Prunes coefficients that are statistically insignificant based on a t-test.

Parameters

• confidence: Confidence level for determining significance (e.g., P95, P99)

Errors

Returns an error if the covariance matrix cannot be computed.

Returns

A vector of (index, coefficient) for all pruned coefficients.

Notes

• Modifies self in-place, zeroing out insignificant coefficients.
• Uses the standard errors derived from the covariance matrix.
• Ignores coefficients whose absolute value is smaller than T::epsilon().

pub fn covariance(&self) -> Result<CurveFitCovariance<'_, '_, B, T>>

Computes the covariance matrix and related statistics for this curve fit.

The returned CurveFitCovariance provides:

• Covariance matrix of the fitted coefficients.
• Standard errors of the coefficients.
• Prediction variance at a specific x.
• Confidence intervals for predictions.

Returns

• Ok(CurveFitCovariance<'_, B, T>) on success.

Errors

Returns Err(Error::Algebra) if (Xᵀ X) is singular or nearly singular, i.e., the pseudo-inverse cannot be computed. Causes include too few data points relative to parameters or collinear/linearly dependent basis functions.

Example

let cov = model.covariance().unwrap();
let se = cov.coefficient_standard_errors();
let band = cov.confidence_band(1.0, Confidence::P95, None).unwrap();
println!("Predicted CI at x=1: {} - {}", band.min(), band.max());

pub fn critical_points(&self) -> Result<Vec<CriticalPoint<T>>>

where B: DifferentialBasis<T>, B::B2: DifferentialBasis<T>,

Finds the critical points (where the derivative is zero) of a polynomial in this basis.

This corresponds to the polynomial’s local minima and maxima (The x values where curvature changes).

Technical Details

The critical points are found by solving the equation f'(x) = 0, where f'(x) is the derivative of the polynomial.

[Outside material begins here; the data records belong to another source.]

PR #719, opened 2022-11-13
File and Dir additions and fixes

nanobowers:
## Adding `Dir` and improving `File` classes:

+ Add Dir class with methods for `mkdir` and `rmdir`
    + these are mainly to support mocking and mspec features and not heavily tested.  mkdir modes are not supported
+ Rename `file` and `directory` C++ methods of FileObject to `is_file` and `is_directory`
    + this is mainly for consistency due to the need to differentiate `symlink` and `is_symlink` C++ methods which correspond to `symlink` and `symlink?` Ruby methods
 +   Add methods to FileObject: `is_symlink`, `is_pipe`, `is_socket`, `is_readable`, `is_writable`, `is_executable`, `is_zero`, `is_identical`, `link`, `symlink`, `mkfifo`, and `chmod`
+  Fix FileObject `unlink`, `is_directory` and `is_file` to accept objects that respond to `#to_path`
+  Add `LOCK_*` constants to FileObject (File)

## Modifications and additions to integrated spec system

+  Add fs and mock_to_path spec_helpers from mspec, which are frequently called by File and Dir tests.  
+  Fix `platform_is` ruby-side spec function to support multiple arguments, e.g.: `platform_is :linux, :bsd, :android`
+  Fix issue with tmp file generation failing to work properly
+  Add `after(:all)` for spec context
+  Add `as_superuser` function stub which is empty.

Note that none of the file/dir specs were included in this PR, however the expectation is that the following will work cleanly with no modification in `spec/core/file`: `readable_spec`, `writable_spec`, `executable_spec`, `pipe_spec`, and `link_spec`.
Furthermore, there should be nearly good coverage on `empty_spec`, `zero_spec`, `socket_spec` and `symlink_spec`.  These improvements should also increase the number of passing tests in the nightlies for things like constants, chmod, mkfifo, file, & directory.

One remaining issue, which should be visible once file/dir tests are added is that tmp folders are created and sometimes not removed by the specs, especially if the tests themselves fail.  This is likely a deficiency of the after() not being run when tests raise errors.


src/file_object.cpp
```diff
@@ -7,6 +7,16 @@
 
 namespace Natalie {
 
+// If it's not a string but has a to_path method then execute that method.
+// make sure the path or to_path result is a String before continuing.
+// this is common to many functions probably belongs somewhere else
+Value ConvertToPath(Env *env, Value path) {
```
nanobowers, line 13: It wasnt clear to me where to put this helper method, so i put it here, but I think some of the `Dir` methods would also want to use it, so maybe it should be moved to natalie.hpp/natalie.cpp ?

test/support/spec_helpers/fs.rb
```diff
@@ -0,0 +1,65 @@
...
+    unless path[0, prefix.size] == prefix
+      raise ArgumentError, "#{path} is not prefixed by #{prefix}"
+    end
+
+    # File.symlink? needs to be checked first as
+    # File.exist? returns false for dangling symlinks
+    if File.symlink? path
+      File.unlink path
+    elsif File.directory? path
+      `rm -r #{path}`
```
nanobowers, line 48: Cheating here with a shell call, as `Dir.entries` is not yet implemented

test/support/spec.rb
```diff
@@ -233,19 +255,23 @@ def as_user
...
+
 def little_endian
   yield
 end
 
 def big_endian
 end
 
-@tmp_uniq_id = 0
+TMP_UNIQ_ID = 0
```
seven1m, line 269: Can you talk about this change from ivar to constant? MRI will warn on modifying constants, and we should too.

seven1m:
>Note that none of the file/dir specs were included in this PR, however the expectation is that the following will work cleanly with no modification in spec/core/file: readable_spec, writable_spec, executable_spec, pipe_spec, and link_spec.
>Furthermore, there should be nearly good coverage on empty_spec, zero_spec, socket_spec and symlink_spec. These improvements should also increase the number of passing tests in the nightlies for things like constants, chmod, mkfifo, file, & directory.

Please include the specs from ruby/spec so we know what's passing. We copy those specs in as we implement stuff to get them passing. If there are bits of those specs _not_ passing, then you can change `it` to `xit` and include a `NATFIXME:` comment with the reason it doesn't yet pass.

This helps us not have regressions in the future too!

test/support/spec.rb
nanobowers: Sorry about this.  This change broke the CI and ruby tests though it worked in Natalie on my end.
I think I was trying to fix some behavior and was trying to model off of what goes on in Mspec, but IIRC there they are using a constant with a String value and calling `.succ!` on it which is a bit of trickery.
Regardless, this edit has been reverted with the latest push.

seven1m: Ok, makes sense!

test/support/spec_helpers/tmp.rb
```diff
@@ -0,0 +1,56 @@
...
+    #slash = name.rindex "/"
+    #index = slash ? slash + 1 : 0
+    #name.insert index, "#{SPEC_TEMP_UNIQUIFIER.succ!}-"
+    slash = name.reverse.index("/")
+    index = slash ? name.size - slash - 1 : 0
+    name = name[0...index] + "#{SPEC_TEMP_UNIQUIFIER.succ!}-" + name[index..-1]
+  end
+
+  File.join SPEC_TEMP_DIR, name
+end
```
seven1m, line 56: D'oh! I didn't realize you were copying code from [mspec](https://github.com/ruby/mspec).

At the very least, we have to include a copyright header and a note in the README about such files copied.

Ideally, we would implement this stuff our selves without looking at mspec. I realize that's going to be very hard for you now that you've seen this file, so I'd accept option 1 above. Let's add a copyright notice to this file and the readme.

If you have copied any other files, we'll have to do the same.

I should have mentioned that we only copy files from `ruby/spec` and anything else beyond that, we need to discuss before we copy it. Even though they are the same MIT license, I want to be very careful not to claim ownership of something we didn't create.

test/support/spec_helpers/fs.rb
```diff
@@ -0,0 +1,65 @@
...
+
+# Creates a file +name+. Creates the directory for +name+
+# if it does not exist.
+def touch(name, mode = "w")
+  mkdir_p File.dirname(name)
+
+  File.open(name, mode) do |f|
+    yield f if block_given?
+  end
+end
```
seven1m, line 65: Here is another file that was [copied](https://github.com/ruby/mspec/blob/master/lib/mspec/helpers/fs.rb).

test/support/spec_helpers/tmp.rb
nanobowers: This is a rather misfortunate misunderstanding on my part.  I guess I had not mentally made the distinction between `ruby/spec` and `ruby/mspec`. I realize they are separate repos, but had considered that it was all part and parcel of the same thing.  Regarding the licensing, and the files themselves, for every file from ruby/spec copied in, no additional license header goes into the file included with Natalie, and I had assumed it was covered in the LICENSE.md at the project level and likewise any other "spec" stuff (fixtures, helpers, etc).

To further elaborate on the above, I was under the impression that the self-hosted "mini-mspec" was solely a matter of convenience to bootstrap the Natalie spec environment enough using the features that already existed in Natalie at the time, and once enough of Natalie was complete it would switch over to reference mspec directly.  I didn't get that a project goal was to build and maintain an independent testing environment for the long haul.  Perhaps that part also gets implemented in C++, dunno - I don't have a vision of the project goals.  I'm here because I want to learn more about Ruby internals and brush up on my poor C++ skills and hopefully help out a project at the same time.

In any case, I am interested in either: 

+ Rescinding my PR in its entirety if there is concern over this project being tainted.  
+ Reverting back to a commit prior to inclusion of mspec pieces if that is appropriate.
    + If you'd like any part of the contribution, i am happy to start over and submit piece by piece.
+ Keeping the code, and including the copyright notice in the appropriate place - _It was never my intention to not apply proper attribution_.  I am unclear if the best place would be in the `/test/support/spec_helpers` folder where the mspec files were brought in, in each file individually or at the project level.

seven1m: Let's put some copyright headers in the top of each file copied and call that done. I can do it if that would be helpful.

As for bootstrapping the spec suite until such time we can use mspec... That may be what we end up doing. We may indeed throw away our spec runner and use mspec some day. And in the light, I can certainly see how we would take shortcuts to get there!

But in any case, I think attribution is fine for this, maybe more fine than I implied in the earlier comment.

I do super appreciate all the work you've put into this PR and cannot wait to merge it!

nanobowers:
Finally something that passes through the CI.  The last commit message should say `Fix CI problem with as_superuser`, unsure how to fix that.  The issue regarding root access of the CI was solved by modifying the `as_user` function in `test/support/spec.rb` to temporarily use the `id` command to detect if the job is running as user==0 (root).

seven1m:
Nice! Thanks for all your work on this. 🤗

This is done with by finding the eigenvalues of the companion matrix of the derivative polynomial.

Returns

A vector of x values where the critical points occur.

Requirements

• The polynomial’s basis B must implement DifferentialBasis.

Errors

Returns an error if the critical points cannot be found.

Example

let critical_points = model.critical_points().unwrap();

pub fn area_under_curve( &self, x_min: T, x_max: T, constant: Option<T>, ) -> Result<T>

where B: IntegralBasis<T>,

Computes the definite integral (area under the curve) of the fitted polynomial between x_min and x_max.

Technical Details

The area under the curve is computed using the definite integral of the polynomial between the specified bounds:

Area = ∫[x_min to x_max] f(x) dx = F(x_max) - F(x_min)

Parameters

• x_min: Lower bound of integration.
• x_max: Upper bound of integration.
• constant: Constant of integration (value at x = 0) for the indefinite integral.

Requirements

• The polynomial’s basis B must implement IntegralBasis.

Returns

• Ok(T): The computed area under the curve between x_min and x_max.
• Err: If computing the integral fails (e.g., basis cannot compute integral coefficients).

Errors

If the basis cannot compute the integral coefficients, an error is returned.

Example

let area = model.area_under_curve(0.0, 3.0, None).unwrap();
println!("Area under curve: {}", area);

pub fn monotonicity_violations(&self) -> Result<Vec<T>>

where B: DifferentialBasis<T>,

Returns the X-values where the function is not monotone (i.e., where the derivative changes sign).

Errors

Returns an error if the derivative cannot be computed.

Example

let data = &[(0.0, 1.0), (1.0, 3.0), (2.0, 7.0)];
let fit = MonomialFit::new(data, 2).unwrap();
let violations = fit.monotonicity_violations().unwrap();

pub fn model_score(&self, method: &impl ModelScoreProvider) -> T

Computes the quality score of the polynomial fit using the specified method.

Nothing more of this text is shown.